## WHAT THE TASK ASKS:
Please tally the lines in the records that include the word "custom" and answer with the bare number.

━━━━━ SOURCE INFORMATION

PR #125, opened 2021-09-29
Notes and missing steps for cloudscale install instructions

haasad:
- Additional steps when using a custom apps domain
- Add missing step for etcd DNS records
- Add note about image upload to lpg

### DIFF
--- a/docs/modules/ROOT/pages/how-tos/cloudscale/install.adoc
+++ b/docs/modules/ROOT/pages/how-tos/cloudscale/install.adoc
@@ -305,7 +305,7 @@ module "cluster" {
   additional_worker_groups = {}
 }
 EOF
-terraform apply -target "module.cluster.local_file.lb_hieradata[0]"
+terraform apply -target "module.cluster.module.lb.module.hiera.local_file.lb_hieradata"
 ----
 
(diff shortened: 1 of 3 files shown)


simu (approved):
LGTM. We might want to consider making the zone for the image upload a variable, so the command itself remains copy-pasteable. Something like

```. Import the image to Cloudscale
+
[source,bash,subs="attributes+"]
----
zone=rma1
curl -i -H "$AUTH_HEADER" \
  -F url="$(mc share download --json "$\{CLUSTER_ID\}/$\{CLUSTER_ID\}-bootstrap-ignition/rhcos-{ocp-minor-version}.raw" | jq -r .url)" \
  -F name='RHCOS {ocp-minor-version}' \
  -F zones="${zone}" \
  -F slug=rhcos-{ocp-minor-version} \
  -F source_format=raw \
  -F user_data_handling=pass-through \
  https://api.cloudscale.ch/v1/custom-images/import
----
```

ccremer (approved):

haasad:
Another option is to use something like `-F zones="${REGION}1", as the REGION variable is exported earlier in the setup.
However its also possible to upload an image to both zones by using:
```
...
-F zones=rma1
-F zones=lgp1
...
```

simu:
I didn't see that we already set `${REGION}` appropriately. I think it's fine to use that variable then. IIRC we don't upload to both zones to minimize cost overhead.

PR #135, opened 2021-11-18
Fix local_storage_operator manifest

bastjan:


glrf (approved):
I'm surprised we never noticed that..

ccremer (approved):

PR #136, opened 2021-11-18
Fix DNS NS record creation on Exoscale

bastjan:
The DNS records seem to have a implicit dependency on the hieradata.


simu (approved):
It's possible that the DNS output isn't printed because the other output depends on the LB hieradata (so the MR URL can be printed).

PR #139, opened 2021-11-22
Fix Terraform command for creating hieradata in clouscale.ch install guide

simu:
The old command confused Terraform: the command resulted in the correct plan but the subsequent apply ended with

```
Apply complete! Resources: 0 added, 0 changed, 0 destroyed.
```

This commit adjusts the command to only target the whole vshn-lbaas-hieradata module resource, which should have the same
outcome, namely that the LB hieradata MR and resources it depends on are created.


bastjan (approved):
Interesting, pretty sure it worked at one point 🤷‍♀️

rxbn (approved):
LGTM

━━━━━━━━━━

## PROBLEM SOLUTION:
2